Leone XIV è arrivato al papato in un tempo che non concedeva apprendistati. Guerre aperte. Diplomazia in crisi. Istituzioni internazionali svuotate. Dall’Ucraina al Medio Oriente, fino all’Africa e all’Asia: un mondo attraversato dalla logica della forza.


E il nuovo Papa, nei primi mesi, ha parlato poco.
Alcuni hanno letto quel silenzio come indecisione. Sbagliavano. Era ascolto. Prevost stava cercando la sua voce. E l’ha trovata.


Il cuore del suo pontificato è una convinzione precisa: tenere insieme ciò che si sta frantumando. Una Chiesa polarizzata. Un mondo che ha smesso di parlarsi. Un sistema internazionale che sostituisce il dialogo con la pressione permanente.
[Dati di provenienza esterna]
PR #1295, opened 2017-08-17
Use correct data type for class Data

NanXiao:


brendangregg:
[buildbot, ok to test]

Thanks, looks like this one was an accident. Others were done on purpose, due to compilation/alignment issues with u32's, and I've tried to put comments on them like in xfsslower.py:

```
// XXX: switch some to u32's when supported
```

I'm not sure if the u32 alignment/padding issue is fixed yet to switch those other ones over.

NanXiao:
I modify code to:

Leone XIV insiste sull’unità. Ma non come uniformità. Come convivenza nelle differenze, senza che siano trasformate in guerra culturale. È una visione profondamente agostiniana, fondata sulla fede e su Cristo. L’unità come tensione viva, non come appiattimento.


Da qui nasce anche la sua idea di diplomazia. Il Papa non separa mai la profezia dalla mediazione. Parla con nettezza contro la guerra. Contro la sacralizzazione del potere. Contro l’uso politico della religione. Ma tiene aperti i canali con tutti. Persino con gli interlocutori più ostili.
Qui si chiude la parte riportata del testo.